PR #217, opened 2019-12-09
Prevents using incompatible persistence strategy

gquemener:
Currently, configuring a MariaDB PersistenceStrategy within a PostgresEventStore will not trigger PHP type check.
The result will most likely be the db server complaining about a wrong syntax (in the best case).

This PR prevents mixing persistence strategies and event store implementations.

Note: Not sure if this is compatible with php <7.4

### DIFF
--- a/src/MariaDbEventStore.php
+++ b/src/MariaDbEventStore.php
@@ -25,6 +25,7 @@ use Prooph\EventStore\Metadata\Operator;
 use Prooph\EventStore\Pdo\Exception\ConcurrencyExceptionFactory;
 use Prooph\EventStore\Pdo\Exception\ExtensionNotLoaded;
 use Prooph\EventStore\Pdo\Exception\RuntimeException;
+use Prooph\EventStore\Pdo\PersistenceStrategy\MariaDbPersistenceStrategy;
 use Prooph\EventStore\Pdo\Util\Json;
 use Prooph\EventStore\Pdo\WriteLockStrategy\NoLockStrategy;
 use Prooph\EventStore\Stream;
@@ -45,7 +46,7 @@ final class MariaDbEventStore implements PdoEventStore
     private $connection;
 
     /**
-     * @var PersistenceStrategy
+     * @var MariaDbPersistenceStrategy
      */
     private $persistenceStrategy;
 
@@ -80,7 +81,7 @@ final class MariaDbEventStore implements PdoEventStore
     public function __construct(
         MessageFactory $messageFactory,
         PDO $connection,
-        PersistenceStrategy $persistenceStrategy,
+        MariaDbPersistenceStrategy $persistenceStrategy,
         int $loadBatchSize = 10000,
         string $eventStreamsTable = 'event_streams',
         bool $disableTransactionHandling = false,
--- a/src/MySqlEventStore.php
+++ b/src/MySqlEventStore.php
@@ -25,6 +25,7 @@ use Prooph\EventStore\Metadata\Operator;
 use Prooph\EventStore\Pdo\Exception\ConcurrencyExceptionFactory;
 use Prooph\EventStore\Pdo\Exception\ExtensionNotLoaded;
 use Prooph\EventStore\Pdo\Exception\RuntimeException;
+use Prooph\EventStore\Pdo\PersistenceStrategy\MySqlPersistenceStrategy;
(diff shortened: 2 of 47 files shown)


prolic:
Nice, that's a good improvement, a lot of people made exactly that mistake.

fritz-gerneth:
> Note: Not sure if this is compatible with php <7.4

From a quick glance I have not seen anything incompatible. Any specific concerns?

gquemener:
> > Note: Not sure if this is compatible with php <7.4
> 
> From a quick glance I have not seen anything incompatible. Any specific concerns?

I was thinking about that https://www.php.net/manual/en/migration74.new-features.php#migration74.new-features.core.type-variance, but it's not related to the content of this PR.

fritz-gerneth:
Since this has not been released yet, I only noticed this now while testing #221 : The constructor signature change from the generic `PersistenceStrategy` to a vendor specific interface itself is a BC break for those using custom persistence strategies (like us :)). Not a big deal and easy to be fixed, but something that should be announced respectively.

prolic:
Constructor is not part of the interface

gquemener:
> Constructor is not part of the interface

Agreed. However could you be more specific and point to some code (or add a snippet to your comment), please? I'd like to fully understand what's the issue here.

In case you missed it, all the 3 new interfaces extends the existing `PersistenceStrategy` interface, which will allow you to keep the typehint of your dependenc(ies) with this one, thus preventing a BC break.

fritz-gerneth:
Yes, that's the issue I found myself in. Not exactly sure how many people use a custom strategy and the change is very small. Strictly folllowing semver would require a new major version indeed. 
Personally both approaches (keeping, doing the check in the constructor) are fine. My initial concern only was that this should not go unmentioned and at the least be mentioned in the release notes somewhere :)

codeliner:
Puh, I missed the discussion (hadn't much time for OSS end of last year). I was pointed to the BC break introduced in this PR today. event-store v7 is downloaded 400 times / day.

I really don't like to publish any BC breaks even not small ones, when a library is used heavily in production environments (which is the case for prooph event store v7).

We should rollback the changes. They are a good thing to prevent stupid use of persistence strategies. That's fine. But only a major release would allow us to make life better for new users. At the moment we should focus more on existing users, because we have a lot!

codeliner:
What we could do is, we start working on 2.0, but gap detection needs to be included in 1.x 

My suggestion:
- PR to rollback changes
- finish gap detection
- make a new 1.12 release
- make 1.x branch 
- use master branch for 2.0 release preparation and make PR against master again

gquemener:
> PR to rollback changes
I can take care of it. WDYT of introducing the interfaces in a BC manner (aka reverting only the event stores ctor signature and adding extra type check)?

gquemener:
Maybe even [trigger a deprecate error](https://www.php.net/manual/fr/function.trigger-error.php) when a non vendor specific persistence strategy is injected :thinking:

codeliner:
Yes, deprecation error please, but not an exception, otherwise you still have the problem that your  custom strategy will no longer work without implementing the new interface

codeliner:
and thank you @gquemener for the PR and taking care of it :+1:

prolic:
Looks all good to me, only one thing: I'm a little hesitant starting a 2.0 branch and release, when all we have as changes is this persistence strategy thing. For a new major release I would expect a little more than only "cosmetic" changes.

prolic:
> Constructor is not part of the interface

I was writing from phone and didn't realize this in indeed a BC. Sorry for the confusion.

fritz-gerneth:
Deprecation error is a good idea 👍

codeliner:
@prolic release fast, release often :D

but yeah, we don't need to release 2.0 soon. The added deprecation warning should already be a good hint for those who use persistence strategy wrong. 

But maybe we already have some more topics to tackle in a 2.0 like gap detection enabled by default along with a rewrite of the projections to  decrease constructor arguments and better share functionality between query, projection and read model projection.

I'd also like to work on Postgres Notify Support. Not sure if this can be added without BC break to 1.x

prolic:
Whoever wants to work on those topics, feel free to do so. I can do code
reviews but won't have much time coding this.

I'll prepare 1.12 release this weekend.

@codeliner anything else you need to do before this can get merged?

+---+

» **AIM OF THE EXERCISE**: Could you type out every entry again exactly as it stands?

» **RESPONSE AREA**:
PR #217, opened 2019-12-09
Prevents using incompatible persistence strategy

gquemener:
Currently, configuring a MariaDB PersistenceStrategy within a PostgresEventStore will not trigger PHP type check.
The result will most likely be the db server complaining about a wrong syntax (in the best case).

This PR prevents mixing persistence strategies and event store implementations.

Note: Not sure if this is compatible with php <7.4

### DIFF
--- a/src/MariaDbEventStore.php
+++ b/src/MariaDbEventStore.php
@@ -25,6 +25,7 @@ use Prooph\EventStore\Metadata\Operator;
 use Prooph\EventStore\Pdo\Exception\ConcurrencyExceptionFactory;
 use Prooph\EventStore\Pdo\Exception\ExtensionNotLoaded;
 use Prooph\EventStore\Pdo\Exception\RuntimeException;
+use Prooph\EventStore\Pdo\PersistenceStrategy\MariaDbPersistenceStrategy;
 use Prooph\EventStore\Pdo\Util\Json;
 use Prooph\EventStore\Pdo\WriteLockStrategy\NoLockStrategy;
 use Prooph\EventStore\Stream;
@@ -45,7 +46,7 @@ final class MariaDbEventStore implements PdoEventStore
     private $connection;
 
     /**
-     * @var PersistenceStrategy
+     * @var MariaDbPersistenceStrategy
      */
     private $persistenceStrategy;
 
@@ -80,7 +81,7 @@ final class MariaDbEventStore implements PdoEventStore
     public function __construct(
         MessageFactory $messageFactory,
         PDO $connection,
-        PersistenceStrategy $persistenceStrategy,
+        MariaDbPersistenceStrategy $persistenceStrategy,
         int $loadBatchSize = 10000,
         string $eventStreamsTable = 'event_streams',
         bool $disableTransactionHandling = false,
--- a/src/MySqlEventStore.php
+++ b/src/MySqlEventStore.php
@@ -25,6 +25,7 @@ use Prooph\EventStore\Metadata\Operator;
 use Prooph\EventStore\Pdo\Exception\ConcurrencyExceptionFactory;
 use Prooph\EventStore\Pdo\Exception\ExtensionNotLoaded;
 use Prooph\EventStore\Pdo\Exception\RuntimeException;
+use Prooph\EventStore\Pdo\PersistenceStrategy\MySqlPersistenceStrategy;
(diff shortened: 2 of 47 files shown)


prolic:
Nice, that's a good improvement, a lot of people made exactly that mistake.

fritz-gerneth:
> Note: Not sure if this is compatible with php <7.4

From a quick glance I have not seen anything incompatible. Any specific concerns?

gquemener:
> > Note: Not sure if this is compatible with php <7.4
> 
> From a quick glance I have not seen anything incompatible. Any specific concerns?

I was thinking about that https://www.php.net/manual/en/migration74.new-features.php#migration74.new-features.core.type-variance, but it's not related to the content of this PR.

fritz-gerneth:
Since this has not been released yet, I only noticed this now while testing #221 : The constructor signature change from the generic `PersistenceStrategy` to a vendor specific interface itself is a BC break for those using custom persistence strategies (like us :)). Not a big deal and easy to be fixed, but something that should be announced respectively.

prolic:
Constructor is not part of the interface

gquemener:
> Constructor is not part of the interface

Agreed. However could you be more specific and point to some code (or add a snippet to your comment), please? I'd like to fully understand what's the issue here.

In case you missed it, all the 3 new interfaces extends the existing `PersistenceStrategy` interface, which will allow you to keep the typehint of your dependenc(ies) with this one, thus preventing a BC break.

fritz-gerneth:
Yes, that's the issue I found myself in. Not exactly sure how many people use a custom strategy and the change is very small. Strictly folllowing semver would require a new major version indeed. 
Personally both approaches (keeping, doing the check in the constructor) are fine. My initial concern only was that this should not go unmentioned and at the least be mentioned in the release notes somewhere :)

codeliner:
Puh, I missed the discussion (hadn't much time for OSS end of last year). I was pointed to the BC break introduced in this PR today. event-store v7 is downloaded 400 times / day.

I really don't like to publish any BC breaks even not small ones, when a library is used heavily in production environments (which is the case for prooph event store v7).

We should rollback the changes. They are a good thing to prevent stupid use of persistence strategies. That's fine. But only a major release would allow us to make life better for new users. At the moment we should focus more on existing users, because we have a lot!

codeliner:
What we could do is, we start working on 2.0, but gap detection needs to be included in 1.x 

My suggestion:
- PR to rollback changes
- finish gap detection
- make a new 1.12 release
- make 1.x branch 
- use master branch for 2.0 release preparation and make PR against master again

gquemener:
> PR to rollback changes
I can take care of it. WDYT of introducing the interfaces in a BC manner (aka reverting only the event stores ctor signature and adding extra type check)?

gquemener:
Maybe even [trigger a deprecate error](https://www.php.net/manual/fr/function.trigger-error.php) when a non vendor specific persistence strategy is injected :thinking:

codeliner:
Yes, deprecation error please, but not an exception, otherwise you still have the problem that your  custom strategy will no longer work without implementing the new interface

codeliner:
and thank you @gquemener for the PR and taking care of it :+1:

prolic:
Looks all good to me, only one thing: I'm a little hesitant starting a 2.0 branch and release, when all we have as changes is this persistence strategy thing. For a new major release I would expect a little more than only "cosmetic" changes.

prolic:
> Constructor is not part of the interface

I was writing from phone and didn't realize this in indeed a BC. Sorry for the confusion.

fritz-gerneth:
Deprecation error is a good idea 👍

codeliner:
@prolic release fast, release often :D

but yeah, we don't need to release 2.0 soon. The added deprecation warning should already be a good hint for those who use persistence strategy wrong. 

But maybe we already have some more topics to tackle in a 2.0 like gap detection enabled by default along with a rewrite of the projections to  decrease constructor arguments and better share functionality between query, projection and read model projection.

I'd also like to work on Postgres Notify Support. Not sure if this can be added without BC break to 1.x

prolic:
Whoever wants to work on those topics, feel free to do so. I can do code
reviews but won't have much time coding this.

I'll prepare 1.12 release this weekend.

@codeliner anything else you need to do before this can get merged?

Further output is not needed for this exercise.